¹H-NMR (CDCl₃)δ 1,45 (s, 9H), 1,67-1,74 (m, 2H), 1,87 -1,92 (m, 2H), 2,84 (m, 1H), 3,20-3,26 (m, 2H), 3,78 (br d, 2H), 7,88 (dd, 1H), 7,97 (d, 1H), 8,26 (d, 1H), 9,00 (s, 1H).

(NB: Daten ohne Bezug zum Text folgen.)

PR #1090, opened 2018-04-28
Warn if teacher presses next.activity twice within 10 seconds

houshuang:
This is to avoid accidental double-clicking (or even fear of such, when you for example first have to focus the page and then click). If the teacher clicks next activity twice within 10 seconds, a confirmation will appear, and it's easy to cancel.


lfaucon (approved):
Great!

PR #1102, opened 2018-04-30
Remove buggy countdown

lfaucon:


houshuang:
It's in my later branch

PR #1110, opened 2018-05-03
External operators

houshuang:
[Screencast](https://www.youtube.com/watch?v=jI8A4Mu_qrQ&feature=youtu.be)

Louis, please have a look at the code and the ideas. I'll try to write up the specs on the wiki tomorrow. I'm not a regular Python user, so I'm open to discussing how we store the operator within FROG, how the Python API should be structured etc. When it comes to the integration between FROG and external operators in general, I think the current way works quite nicely, but happy to hear suggestions.

I think there's a small issue where an external operator might end up many times in the operator list in graph editor, I will look at that.

So don't worry so much about my code yet, but let's agree on the specs and the API etc, then I can make sure the code is really clean.

PS: The actual operator code in Python is very simplistic, since I haven't written Python for a long time, and don't know SciPy etc very well. Currently the number of students are hard-coded, and they have to be equally distributed, but the KMeans doesn't necessarily do that. So this should be improved - ie. it should allow any number of students, and the group size should be balanced (and probably there should be a config whether to have optimal group size, or a fixed group size). I'll leave that to someone who actually knows what they're doing with Python and machine learning :)


houshuang:
@lfaucon Please review this and let's discuss how I've implemented it. Happy to make changes, but would be good to get it in.

lfaucon (approved):

lfaucon:
@houshuang Do you approve the changes to the lock files? I think that should be the case on develop as we've moved to yarn@1.7.0

PR #1113, opened 2018-05-05
Improve package-scripts

houshuang:
`watch` was not working in sub-directories because of the echo, fixed that. Also, initial_setup was compiling index.jsx to index.jsx.flow, whereas the watch file would compile it to index.js.flow. Made this consistent.

### DIFF
--- a/package-scripts.js
+++ b/package-scripts.js
@@ -31,7 +31,7 @@ if (findDir) {
 }
 
 const fromRoot = cmd =>
-  `cd ${dir}/ && PATH=${dir}/node_modules/.bin:$PATH} ${cmd}`;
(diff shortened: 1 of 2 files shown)


lfaucon:
What exactly is the issue with watch? For me it works when called from a sub-directory and making changes in other sub-directories

houshuang:
For me it makes a difference, maybe because I'm using fish shell. So if it works the same for you, but improves it for me, I guess it's good to merge?

screen shot 2018-05-07 at 09 46 46

lfaucon (approved):

prastut:
@houshuang [the log message](https://github.com/chili-epfl/FROG/pull/1113/files#diff-94ebe1c8ceb209223a3ed0e443db9d8bR70) gets displayed on running every command.

PR #1114, opened 2018-05-05
Enabling optional chaining 

houshuang:
Finally we can use optional chaining with support from ESlint and Flow:

`dashboard?[example]?.exampleLogs?[0]`

(Had to upgrade Flow to 0.70, and had to make some small changes to ac-train to make Flow run without errors)


lfaucon (approved):
Great !

PR #1429, opened 2018-10-03
Fix numbering of old sessions

### LINKED ISSUE #1417: Many sessions have same SLUG
This should not be possible (on icchilisrv3)

screen shot 2018-10-02 at 04 44 54

lfaucon:
Closes #1417

### DIFF
--- a/frog/imports/api/sessions.js
+++ b/frog/imports/api/sessions.js
@@ -43,9 +43,7 @@ Meteor.methods({
       let nextNum = 1;
       if (prev && prev.length > 0) {
         const findIndex = s => parseInt(s.slug.split('-').pop(), 10);
-        console.log(prev.map(findIndex));
         const prevNum = Math.max(...prev.map(findIndex));
-        console.log(prevNum);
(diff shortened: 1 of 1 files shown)


frog/imports/api/sessions.js
```diff
@@ -42,14 +42,9 @@ Meteor.methods({
       }).fetch();
       let nextNum = 1;
       if (prev && prev.length > 0) {
-        prev.sort((x, y) => y.slug - x.slug);
```
lfaucon, line 45: Here you sort alphabetically, that must have caused problems with "10" being less that "2"

houshuang:
Nice, but I think this would make more sense (need to test it first):

```js
        const findIndex = s => parseInt(s.slug.split('-').pop(), 10);
        const prevNum = Math.max(...prev.map(findIndex));
        nextNum = prevNum + 1;
```

houshuang:
@lfaucon Just made a small change, tested it, see if you approve before we merge.

lfaucon:
Should be good

PR #1434, opened 2018-10-05
Making ac-stats more configurable

houshuang:


lfaucon:
Looks like there is a problem with the configuration for "Kind of plot to display". I think it says bar instead of histogram. 
Also the preview shows only an empty graph for the example you added, until I change a few things, then it display the correct data.

PR #1446, opened 2018-10-08
Aggregate multiple

lfaucon:


op/op-aggregate-p2/src/operatorRunner.js
```diff
@@ -1,29 +1,38 @@
...
-    res[group] = [
-      ...(res[group] || []),
-      ...(configData.wholeElement ? [items] : items)
-    ];
+  const res = groups.reduce((acc, g) => {
+    acc[g] = [];
+    return acc;
+  }, {});
+
+  const hasMultipleIn = !activityData.payload;
```
lfaucon, line 13: Is it the right way to check for mutiple inputs?

PR #1462, opened 2018-10-09
Fix config of ac-stat

lfaucon:


lfaucon:
Fixed: 
- Works when only one plot is selected
- Does not default to showing histogram at first when histogram is not selected

PR #1476, opened 2018-10-11
Fix sorting acstat

lfaucon:


jkolsen (approved):
The sorting is fixed for the months and did not impact data that did not have sort selected.

PR #1499, opened 2018-10-19
RichText Learning Item

Ruchiranga:
The `ReactiveRichText` component provides collaborative RichText editing by integrating `react-quill`  RichText editor with `ShareDB`. This component accepts an optional `toolbarOptions` prop that allows customizing the toolbar options shown to the user in the editor.

The `li-richText` learning item contains a `ReactiveRichText` component.


frog-utils/src/ReactiveRichText.js
```diff
@@ -0,0 +1,118 @@
...
+
+  render() {
+    return (
+      <div>
+        <ReactQuill
+          defaultValue={get(this.props.dataFn.doc.data, `payload.${this.props.path}`)}
+          ref={element => { this.quillRef = element }}
+          readOnly={this.props.readOnly}
+          onChange={this.handleChange}
+          modules={this.modules()}
```
houshuang: Here you are running the modules function every time the component is re-rendered, which might be with every keypress... Since it never changes, you should instead just define a static const outside of the class.

frog-utils/src/ReactiveRichText.js
```diff
@@ -0,0 +1,118 @@
...
+      [{ 'header': [1, 2, 3, 4, 5, 6, false] }],
+
+      [{ 'color': [] }, { 'background': [] }],
+      [{ 'font': [] }],
+      [{ 'align': [] }],
+
+      ['clean']
+    ];
+    return {
+      toolbar: this.props.readOnly ? null : toolbarOptions
```
houshuang: Define toolbarOptions externally, and then do this ternary inside the render function.

frog-utils/src/ReactiveRichText.js
```diff
@@ -0,0 +1,118 @@
...
+    }
+  };
+
+  opListener = (op, source) => {
+    if (source === this.quillRef) return;
```
houshuang: I prefer { } even around single statements, like { return } - makes it easier to read.

frog-utils/src/ReactiveRichText.js
```diff
@@ -0,0 +1,118 @@
...
+    if (source !== 'user') return;
+
+    this.props.dataFn.doc.submitOp([op], {source: this.quillRef});
+  };
+
+  render() {
+    return (
+      <div>
+        <ReactQuill
+          defaultValue={get(this.props.dataFn.doc.data, `payload.${this.props.path}`)}
```
houshuang: I'm trying to figure out why you need to specify payload here, but this is never done in ReactiveText or li-textarea?

houshuang (changes requested):
Hi, great milestone, looks very good!

In addition to some comments, questions in the code, some general observations:

- it does not work well with two components on the same page. I pushed a commit where I added another RichText to the Learning Item, and it does not work well. This is important.

- We'll probably reduce the number of buttons in the toolbar, but we can look at it together to figure out which are more important etc

- Make sure to get it to green in the CI - ask me if there's anything you don't understand

- There's a few additional things that would be very nice to expect from the Learning Item. One is search - the ability to pass a search term, and only render if that search term is present, and even highlight that search term. The other is shortening, to only display a subset of the text in thumbnail mode.

I think it would be much easier to do these operations on HTML than on deltas (we already have functions for all of this - and do it on for example li-hypothesis, in the op-hypothesis package). I see that you can use Quill.root.innerHTML to get the HTML from a document. I'm not sure what's more efficient - keeping a separate HTML representation of the document up to date in the reactive text, or having the viewer keep rendering the document in a hidden Quill and then getting the HTML and rendering that, or maybe there's a much better way. Let's discuss.

But anyway, the only thing I need to merge this for now is green CI, and multiple components on the same page working.

frog-utils/src/ReactiveRichText.js
Ruchiranga: sure, makes sense. will do that.

frog-utils/src/ReactiveRichText.js
Ruchiranga: Yeah. In the `update` method of the `ReactiveText` component it calls `bindTextField()` method in `generateReactiveFn.js` with `this.path` which in our case evaluates to `'text'`. And in `generateReactiveFn.js` within the Doc component, `this.path` contains the string `'payload'`. When the string binding is created in `bindTextField()` method, the `path` param passed into it is a combination of both those values. 

But since in the Richtext implementation we do not call any method in `generateReactiveFn.js` I could not find a way to get the `'payload'` string dynamically. Please let me know if there is a better way to do that.

frog-utils/src/ReactiveRichText.js
Ruchiranga: okay. will do that.

frog-utils/src/ReactiveRichText.js
Ruchiranga: okay.

frog-utils/src/ReactiveRichText.js
Ruchiranga: yeah it does. Will change that.

Ruchiranga:
Hi,

Thanks for the comments and the suggestions. I will look into the improvements and update the PR.

Ruchiranga:
@houshuang I have updated the PR with the required fixes for supporting two components on the same page along with fixes for build errors. 

Also, incase you didn't notice, please let me know what your input is on my [response](https://github.com/chili-epfl/FROG/pull/1499#discussion_r227596585) regarding using `'payload'` in the `ReactiveRichText` component.

PR #1540, opened 2018-11-21
Add prisoner's dilemma activity

lromerio:
Implements a new activity called `ac-prisoner-dilemma` and its dashboard.

As suggested by its name, it allows to play the prisoner's dilemma. The number of rounds can be customized, while the gain matrix is always the one below. In case of a group composed by more than two people, additional members will be spectators.

|           | Cooperate | Cheat |
|-----------|:---------:|:-----:|
| **Cooperate** |    2/2    |  -1/3 |
|   **Cheat**  |    3/-1   |  0/0  |

All test are passing locally (`npm start test`).


houshuang:
See my PR and please improve it according to my instructions @lromerio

(3-Methoxy-4-phenoxy-phenyl)-(6-piperidin-4-ylethinyl-chinazolin-4-yl)-amin:
Eine Lösung von 4-(4-Chlor-chinazolin-6-ylethinyl)-piperidin-1-carbonsäure-tert-butylester (131 mg, 0,304 mmol) und 3-Methoxy-4-phenoxyanilinhydrochlorid (77 mg, 0,306 mmol) in t-BuOH/ClCH₂CH₂Cl (1,0/1,0 ml) wurde in einer fest verschlossenen Reaktionsampulle 30 min bei 90°C erhitzt. Nach Abkühlen wurde das gelbe Gemisch mit MeOH verdünnt und HCl-Gas 10 min durch das Gemisch geleitet. Nach Rühren während 2 h wurde EtOAc zugegeben, um weiteren Feststoff auszufällen, der durch Saugfiltration gewonnen wurde, mit EtOAc gespült wurde und ferner getrocknet wurde, wobei 105 mg (66%) eines gelben Feststoffs erhalten wurden:
¹H-NMR (CD₃OD) δ 1, 93-2,02 (m, 2H), 2,18-2,24 (m, 2H), 3,12-3,21 (m, 2H), 3,41-3,47 (m, 2H), 3,81 (s, 3H), 6,87 (d, 2H), 7,02 (t, 1H), 7,06 (d, 1H), 7,27 (t, 2H), 7,33 (dd, 1H), 7,56 (d, 1H), 7,80 (d, 1H), 8,06 (d, 1H), 8,79 (s, 1H), 8,83 (s, 1H); MS m/z (MH⁺) 451,3.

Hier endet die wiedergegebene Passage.